---- RECORDS SHOWN
PR #1228, opened 2024-12-31
VectorFitting: New SPICE netlist topology

Vinc0110:
A different circuit topology for the equivalent netlists of vector-fitted scattering responses enables massive improvements in the simulation runtime. This is at least true for circuit simulators using modified nodal analysis, such as ngspice and Xyce. See discussion https://github.com/scikit-rf/scikit-rf/discussions/1225.

I tested three different pole configurations with two different networks and compared the simulation time in _ngspice_ with the current admittance-based topology (master branch) and with the new impedance-based topology (this PR).

Both approaches provide accurate results, at least for SP simulations in ngspice, but differences in runtime are huge!

Example: `scikit-rf/doc/source/examples/vectorfitting/190ghz_tx_measured.S2P`
- Vector fit with model order 15
- Simulation time with admittance-based topology (master branch): **0.051 s**
- Simulation time with impedance-based topology (this PR): **0.028 s**

Example: `4port.s4p` (reduced fit)
- Vector fit with model order 105
- Simulation time with admittance-based topology (master branch): **257.759 s**
- Simulation time with impedance-based topology (this PR): **0.179 s**

Example: `4port.s4p` (full fit)
- Vector fit with model order 317
- Simulation time with admittance-based topology (master branch): **>> 15 minutes** (cancelled because of impatience)
- Simulation time with impedance-based topology (this PR): **0.819 s**

### DIFF
--- a/skrf/tests/test_vectorfitting.py
+++ b/skrf/tests/test_vectorfitting.py
@@ -2,14 +2,10 @@ import os
 import sys
 import tempfile
 import unittest
-from contextlib import suppress
 from pathlib import Path
 
 import numpy as np
 import pytest
-
-with suppress(ImportError):
-    from PySpice.Spice.Parser import SpiceParser
 
 import skrf
 
--- a/skrf/tests/test_vectorfitting.py
+++ b/skrf/tests/test_vectorfitting.py
@@ -77,32 +77,6 @@ class VectorFittingTestCase(unittest.TestCase):
         # quality of the fit is not important in this test; it only needs to finish
         self.assertLess(vf.get_rms_error(), 0.2)
 
-    @pytest.mark.skipif(
-        "PySpice" not in sys.modules,
-        reason="test_spice_subcircuit uses PySpice parser but it is not available.")
-    def test_spice_subcircuit(self):
-        # fit ring slot example network
-        nw = skrf.data.ring_slot
-        vf = skrf.vectorFitting.VectorFitting(nw)
-        vf.vector_fit(n_poles_real=4, n_poles_cmplx=0, fit_constant=True, fit_proportional=True)
-
-        # write equivalent SPICE subcircuit to tmp file
-        tmp_file = tempfile.NamedTemporaryFile(suffix='.sp', delete=False)
-        name = tmp_file.name
-        tmp_file.close()
-        vf.write_spice_subcircuit_s(name)
-
-        parser = SpiceParser(name)
-
-        # Number of elements on global level
-        assert len(parser.subcircuits[0]._statements) == 38
-        # Number of elements in RLCG subckt
-        assert len(parser.subcircuits[1]._statements) == 4
-        # Number of elements in RL subckt
-        assert len(parser.subcircuits[2]._statements) == 2
-
-        os.remove(name)
-
     def test_read_write_npz(self):
         # fit ring slot example network
         nw = skrf.data.ring_slot
--- a/skrf/vectorFitting.py
+++ b/skrf/vectorFitting.py
@@ -2447,7 +2447,7 @@ class VectorFitting:
 
             f.write(f'.ENDS {fitted_model_name}\n\n')
 
-            # Subcircuit for an LCRR equivalent impedance of a complex-conjugate pole-residue pair
+            # Subcircuit for an RCL equivalent impedance of a complex-conjugate pole-residue pair
             f.write('.SUBCKT rcl_active n_pos n_neg cap=1e-9 ind=100e-12 res1=1e3 res2=1e3 gt1=2e-3 gt2=2e-3\n')
             f.write('L1 n_pos 1 {ind}\n')
             f.write('R1 1 n_neg {res1}\n')
@@ -2458,7 +2458,7 @@ class VectorFitting:
             f.write('.ENDS rcl_active\n\n')
 
             # Subcircuit for an RC equivalent impedance of a real pole-residue pair
-            f.write('.SUBCKT rc n_pos n_neg res=1e3 cap=1e-9\n')
+            f.write('.SUBCKT rc_passive n_pos n_neg res=1e3 cap=1e-9\n')
             f.write('C1 n_pos n_neg {cap}\n')
             f.write('R1 n_pos n_neg {res}\n')
-            f.write('.ENDS rc\n\n')
+            f.write('.ENDS rc_passive\n\n')
--- a/skrf/vectorFitting.py
+++ b/skrf/vectorFitting.py
@@ -2321,7 +2321,7 @@ class VectorFitting:
             # write title line
             f.write('* EQUIVALENT CIRCUIT FOR VECTOR FITTED S-MATRIX\n')
             f.write('* Created using scikit-rf vectorFitting.py\n')
-            f.write('*')
+            f.write('*\n')
 
             # Create subcircuit pin string and reference nodes
             if create_reference_pins:
@@ -2332,7 +2332,8 @@ class VectorFitting:
             f.write(f'.SUBCKT {fitted_model_name} {str_input_nodes}\n')
 
             for i in range(self.network.nports):
-                f.write(f'\n* Port network for port {i + 1}\n')
+                f.write('*\n')
+                f.write(f'* Port network for port {i + 1}\n')
 
                 if create_reference_pins:
                     ref_node = f'p{i + 1}_ref'
@@ -2351,8 +2352,8 @@ class VectorFitting:
 
                 # VCCS and CCCS adding their currents to represent the incident wave a_i
                 # I_a_i = U_i / 2 / sqrt(Z0_i) + sqrt(Z0_i) / 2 * I_i
-                f.write(f'Ga{i + 1} 0 n_0_{i + 1}_0 p{i + 1} {ref_node} {gain_vccs_a_i}\n')
-                f.write(f'Fa{i + 1} 0 n_0_{i + 1}_0 V{i + 1} {gain_cccs_a_i}\n')
+                f.write(f'Ga{i + 1} 0 n_1_{i + 1}_0 p{i + 1} {ref_node} {gain_vccs_a_i}\n')
+                f.write(f'Fa{i + 1} 0 n_1_{i + 1}_0 V{i + 1} {gain_cccs_a_i}\n')
 
                 for j in range(self.network.nports):
                     # transfer impedances connected in series to current sources representing a_i
@@ -2361,6 +2362,7 @@ class VectorFitting:
                     # I_a_i ~ a_i
                     # Z_j_i_k ~ S_j_i_k
                     # U_j_i_k ~ b_j_k
+                    f.write('*\n')
                     f.write(f'* Transfer from port {i + 1} to port {j + 1}\n')
 
                     z0_j = np.real(self.network.z0[0, j])
@@ -2368,7 +2370,8 @@ class VectorFitting:
 
                     # Stacking order in VectorFitting class variables:
                     # s11, s12, s13, ..., s21, s22, s23, ...
-                    i_response = i * self.network.nports + j
+                    # `i_response` is index for S_j_i
+                    i_response = j * self.network.nports + i
 
                     # Start with proportional and constant term of the model
                     # H(s) = d + s * e  model
@@ -2381,7 +2384,7 @@ class VectorFitting:
                     if n_nodes_remaining == 0:
                         # should not occur; let's still catch it
                         # write useless resistor to GND to simulation won't crash
-                        f.write(f'Rfail{i + 1}_{j + 1} n_{i + 1}_{j + 1}_0 0 100\n')
+                        f.write(f'Rfail{j + 1}_{i + 1} n_{j + 1}_{i + 1}_0 0 100\n')
                         break
                     if n_nodes_remaining == 1:
                         n_next = 0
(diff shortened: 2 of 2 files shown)


Vinc0110:
circuit_scattering_impedance

Vinc0110:
circuit_equivalent_impedance_cc

Vinc0110:
Here are some detailed comparisons for my second example with the reduced 4-port (incomplete fit):

Inventory and runtime analysis for admittance topology (master branch):
```
Circuit Inventory

Capacitor: 832
CCVS: 8
Inductor: 848
Resistor: 868
VCCS: 832
VCVS: 8
Vsource: 8
```
Runtime analysis with `rusage`:
```
Total elapsed time (seconds) = 257.759 
Total DRAM available = 15673.430 MB.
DRAM currently available = 9412.820 MB.
Maximum ngspice program size =   99.605 MB.
Current ngspice program size =   84.672 MB.

Shared ngspice pages =   11.344 MB.
Text (code) pages =    5.992 MB.
Stack = 0 bytes.
Library pages =   76.031 MB.

Number of lines in the deck = 9345
Netlist loading time = 0.007
Subckt and Param expansion time = 0.027
Netlist parsing time = 0.006

Nominal temperature = 27
Operating temperature = 27
Total iterations = 3
Transient iterations = 0
Circuit Equations = 2581
Circuit original non-zeroes = 11920
Circuit fill-in non-zeroes = 695159
Circuit total non-zeroes = 0
Transient timepoints = 0
Accepted timepoints = 0
Rejected timepoints = 0
Total analysis time (seconds) = 257.714
Matrix load time = 1.134
Matrix synchronize time = 0
Matrix reorder time = 50.751
Matrix factor time = 199.275
Matrix solve time = 6.507
Transient analysis time = 0
Transient load time = 0
Transient sync time = 0
Transient factor time = 0
Transient solve time = 0
Transient trunc time = 0
Transient iterations for the last time point = 3
AC analysis time = 205.984
AC load time = 1.112
AC sync time = 0
AC factor time = 196.746
AC solve time = 6.476
```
--------
_ASSIGNMENT:_ Of the records above, copy each line that includes "subcircuits".

_WRITTEN ANSWER:_
-        assert len(parser.subcircuits[0]._statements) == 38
-        assert len(parser.subcircuits[1]._statements) == 4
-        assert len(parser.subcircuits[2]._statements) == 2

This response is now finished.